This paper investigates a novel task of talking face video generation solely
from speeches. The speech-to-video generation technique can spark interesting
applications in entertainment, customer service, and human-computer-interaction
industries. Indeed, the timbre, accent and speed in speeches could contain rich
information relevant to speakers' appearance. The challenge mainly lies in
disentangling the distinct visual attributes from audio signals. In this
article, we propose a light-weight, cross-modal distillation method to extract
disentangled emotional and identity information from unlabelled video inputs.

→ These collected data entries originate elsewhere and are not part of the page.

PR #2106, opened 2020-12-11
Issue #3188242 by rolki: Add filter to display only ongoing events and fix issue with end event date

rollki:
## Problem
An event that is ongoing does not show on the custom content list once it has started 

## Solution
* Add ongoing filter to the `EventContentBlock.php` plugin
* Fix issue with end date of event. Because now it is always working with the `node__field_event_date` table but not with `node__field_event_date_end`

## Issue tracker
https://getopensocial.atlassian.net/browse/YANG-4133 
https://www.drupal.org/project/social/issues/3188242 

## How to test
- [x] Create a new dashboard and then add a custom content list block there or create a new custom content list block and then place this block somewhere
- [x] In filters you should see the "Ongoing" option
- [x] Shoose this option
- [x] And you should see only ongoing events

## Screenshots
Снимок экрана 2020-12-11 в 13 45 16
Снимок экрана 2020-12-11 в 13 46 16


modules/social_features/social_content_block/modules/social_event_content_block/src/Plugin/ContentBlock/EventContentBlock.php
```diff
@@ -74,6 +77,15 @@ public function query(SelectInterface $query, array $fields) {
               $range['end'] = new \DateTime('last day of next month 23:59');
               break;
 
+            case 'ongoing':
+              $today = new \DateTime();
```
ribel, line 81: @rollki since we don't use `$today` variable in other places, but just new `\DateTime()`, I think we need to be consistent here as well or replace it to `$today` everywhere.

ribel:
@rollki please create a ticket on drupal.org and check my comment after review.

modules/social_features/social_content_block/modules/social_event_content_block/src/Plugin/ContentBlock/EventContentBlock.php
rollki: Fixed. Variable was removed.

rollki:
@ribel 
Variable was removed, the ticket was created and pasted to the description.

ribel:
@rollki Thanks! Please update PR with new issue number title as well ;)

ribel:
🍒 picked to 8.x and 9.x

PR #2111, opened 2020-12-15
Issue #3188391 by mdeny: Change Text on Group Join Confirmation Page

denysyukm:
## Problem
Text on Group Join Confirmation Page does not meet the requirements.

## Solution
The text should describe what will happen for the user once they join.

## Issue tracker
https://www.drupal.org/project/social/issues/3188391

## How to test
- [x] Text on Group Join Confirmation Page should be: "By submitting this form you will become a member of the group. As a member of the group you will begin to receive notifications about changes and interactions within the group. Your profile will also be included in group membership."


ribel (approved):
Changes look good to me.
Also, the text was proposed by Zach and confirmed by Xinyu and Stefano.

@ronaldtebrake I just wondering since other distro users might actually have some fields on group join - then maybe we need to include this change just to 10.0 release.
Or do you you think we need to backport it?

ronaldtebrake:
Hi @ribel 

Good question! I think we can backport it in this case, its a better text even if there are fields on this confirmation page.
Don't forget the translations.php in that case :D

ribel:
@denysyukm please add text of old string to the `translations.php` file.

denysyukm:
@ribel , I updated translations.php file.

ribel:
🍒 picked to 9.x

PR #2113, opened 2020-12-17
Issue #3189357 by rolki: Add the ability to invite users via email

rollki:
## Problem
Previously, we were able to copy/paste an email address and it would easily find the user. Now, email seems to not work, but when I delete and only use username it seems to work fine

## Solution
Add the ability to search users via email in the group invitation form

## Issue tracker
https://getopensocial.atlassian.net/browse/YANG-4150 
https://www.drupal.org/project/social/issues/3189357 

## How to test
- [ ] Go to some group manage members page
- [ ] Click "Add directly"
- [ ] Try to add a user via email
- [ ] Save the form
- [ ] The user that was added via email should be as a group member

## Screenshots
image
image


ribel (approved):

ribel:
@ronaldtebrake I see you worked on Group Invite module, so wondering if there are any objections against merging this PR?
I think there was the ability to add a user by email before, but now it's missing.
Also, we removed the description, to not confuse and reflect current state just by title.

ronaldtebrake:
Hi @ribel and @rollki 

Thanks for this, this seems to work well and it's a nice and consistent solution.

1) I have thought about it a bit and I think this should be restricted when social profile privacy is enabled only to those who can see a profile field even if its hidden. 

Yes, people can still be found in search by e-mail, even when it's hidden. 
But now we provide an easy way to guess this using autocomplete.

typing `drupal_social+c` nicely shows chris hall, if you dont know the rest you can just try typing a letter and see if you get a resultset back. 

2) Most likely it now also works on multiple places, since you updated all the autocompletes using:

```
      '#selection_handler' => 'social',
      '#target_type' => 'user',
```

With that in mind it would be great to update the consistent label / descriptions there too. I have found at least the below:

Screenshot 2020-12-28 at 16 04 54

Afterwards can be merged 👍

rollki:
@ronaldtebrake 
So I checked all social #selection_handler with the following result:
* InviteEmailBaseForm class - without any changes since the description is correct, we are able to paste multiple entries and title also fine.
* SocialBulkGroupInvitation class - without any changes since the description is correct, we are able to paste multiple entries and title also fine.
* SocialEventManagersAddEnrolleeForm class - changed the title and removed description since it doesn't valid.
* EnrollInviteUserForm class - changed the title since we are able to find by email also.

All cases were checked on ECI Demo.

ribel:
@rollki What about the first question? 
I think we can add a simple check if the current user has access to administer people - if yes, then we will also add a condition to search by email, what do you say @ronaldtebrake?

rollki:
It seems only SM has the `administer users` permission, so we can use this permission, but if CM also should have an access to find users via email then we should use another permission.

rollki:
I found another permission `view profile email` so we can try to use this one.
cc @ronaldtebrake, @ribel

ribel:
I think that should be enough, and so ready to merge now.
Any concerns @ronaldtebrake?

ribel:
🍒 picked to 9.x

PR #2127, opened 2020-12-23
Issue #3189637 by rolki: Add comments pagination to the LazyRenderer social service

rollki:
## Problem
There is no way to see pagination for comments in topic or discussion or all other content types

## Solution
Add pagination to comments build in the SocialCommentLazyRenderer service

## Issue tracker
- https://www.drupal.org/project/social/issues/3189637
- https://www.drupal.org/project/drupal/issues/3189538
- https://getopensocial.atlassian.net/browse/YANG-4174

## How to test
- [ ] Go to the comments edit field page (E.G. for topic type) and set the limit for view in 5 items e.g.
- [ ] Go to some topic and add at least 6 comments
- [ ] You should see only 5 comments and there is no way to see the last one

## Screenshots
After implementation:
image


dmytriikaiun (approved):

dmytriikaiun:
@rollki looks good to me

ribel (approved):

ribel:
Hi, @ronaldtebrake,
We were able to fix the issue with comments pager.
For this, we also were needed to create and add a patch for drupal/core.
Also, we found that pager doesn't work correctly with AJAX comments.
We already created follow up ticket for that, but not sure if we will able to fix it this sprint.
Do you think we can merge this bugfix without AJAX fix, or both needs to be fixed in one PR?

ronaldtebrake:
Hi @ribel,

It's okay to merge it separately so people not using ajax comments don't have to wait :) as long as the PR / Drupal.org ticket reflect that people are aware its a known issue.

ribel:
@ronaldtebrake I have created a separate issue on drupal.org: https://www.drupal.org/project/social/issues/3190205

modules/social_features/social_comment/social_comment.module
```diff
@@ -360,3 +360,24 @@ function social_comment_field_info_alter(&$info) {
...
+/**
+ * Implements hook_preprocess_pager().
+ */
+function social_comment_preprocess_pager(&$variables) {
+  $items = &$variables['items'];
+  $pattern = '/%2C.$/';
+
+  // Change href for all pager items except "pages"
+  // (E.G. first, previous, next, last, etc.).
+  foreach ($items ?? [] as $key => $item) {
```
ribel, line 373: Need to add check if $items are not empty because sometimes it throws errors.

rollki: In this case, items can not be empty, because they exist or not, so it's can be null or array.

rollki: Fixed.

ribel:
I was not able to cherry-pick it to `9.x` due to conflict in `composer.json` file. Also don't resolve it manually, since it still may cause conflicts in future. I think it's fine to have this code just in `10.0.x` since it will be released soon.

PR #2128, opened 2020-12-23
Developer task - Update the custom step.

ronaldtebrake:
## Problem
Whenever you embed a link in an iFrame sometimes it strips out the query fragments/attributes resulting in the src not completely matching what you put in.

That could result in adding a link like:
`https://www.youtube.com/embed/lh3xOx8eutQ"

But the link inside the iFrame contains

`src="https://www.youtube.com/embed/lh3xOx8eutQ?feature=oembed"`

## Solution
Try to not exactly match the source, but see if the source contains.


ronaldtebrake:
The test passed at least once.

PR #2141, opened 2021-01-05
correct permission

slowflyer:
## Problem
*Describe the problem you're trying to solve, this should motivate why the changes you're proposing are needed.*

The route to the admin pages of Social Font (/admin/config/fonts) uses the general permission 'access administration pages' instead of the more granular 'administer font entities' permission.

## Solution
*Describe the solution you've created, elaborate on any technical choices you've made. Why is this the right solution and is a different solution not the right one?*

Replace 'access administration pages' by 'administer font entities'

## Issue tracker

https://www.drupal.org/project/social/issues/3191095

## How to test
*For example*
- [ ] As a sitemanager

## Screenshots

## Release notes

## Change Record

## Translations

### DIFF
--- a/modules/custom/social_font/social_font.routing.yml
+++ b/modules/custom/social_font/social_font.routing.yml
@@ -3,4 +3,4 @@ social_font.fonts:
   defaults:
     _title: 'Fonts'
   requirements:
-    _permission: 'access administration pages'
+    _permission: 'administer font entities'


navneet0693 (approved):

navneet0693:
Thank you @slowflyer for this PR :-)

PR #2153, opened 2021-01-13
Issue #3192493 by sjoerdvandervis: Canonical URL for flexible group points to stream

sjoerdvandervis:
## Problem
The new "See group information” command (introduced with the Skytheme) does not point anywhere, and ends up misleading users. It should point to the /about section of the group.

## Solution
Change the canonical URL for the group, so that this link points to the about page.

## Issue tracker
https://www.drupal.org/project/social/issues/3192493

## How to test
*For example*
- [x] Create a flexible group
- [x] On the group stream, click the link "See group information" in the statistics block
- [x] See that you end up on the /about page of that specific group.

## Release notes
We changed the link of the Flexible group's statistics block to point to the about page of the group, instead of the stream.


navneet0693 (approved):
Works like charm even with Social Group Default Router, Social Path Manager and Path Auto modules 👍

navneet0693:
Cherry-picked to 8.x-9.x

The extracted features are then integrated by a generative adversarial network
into talking face video clips. With carefully crafted discriminators, the
proposed framework achieves realistic generation results. Experiments with
observed individuals demonstrated that the proposed framework captures the
emotional expressions solely from speeches, and produces spontaneous facial
motion in the video output. Compared to the baseline method where speeches are
combined with a static image of the speaker, the results of the proposed
framework is almost indistinguishable. User studies also show that the proposed
method outperforms the existing algorithms in terms of emotion expression in
the generated videos.

这篇研究论文介绍了一种仅基于语音生成说话脸部视频的全新方法，并提出了一种轻量级的跨模态蒸馏方法，这种方法能够从未标记的视频输入中提取出情感和身份信息，然后使用对抗生成网络将提取的特征整合到说话脸部视频片段中，实验结果表明这一提出的框架能够从语音中捕获情感表达，生成的视频具有自发的面部动作，且在情感表达方面优于已有的算法。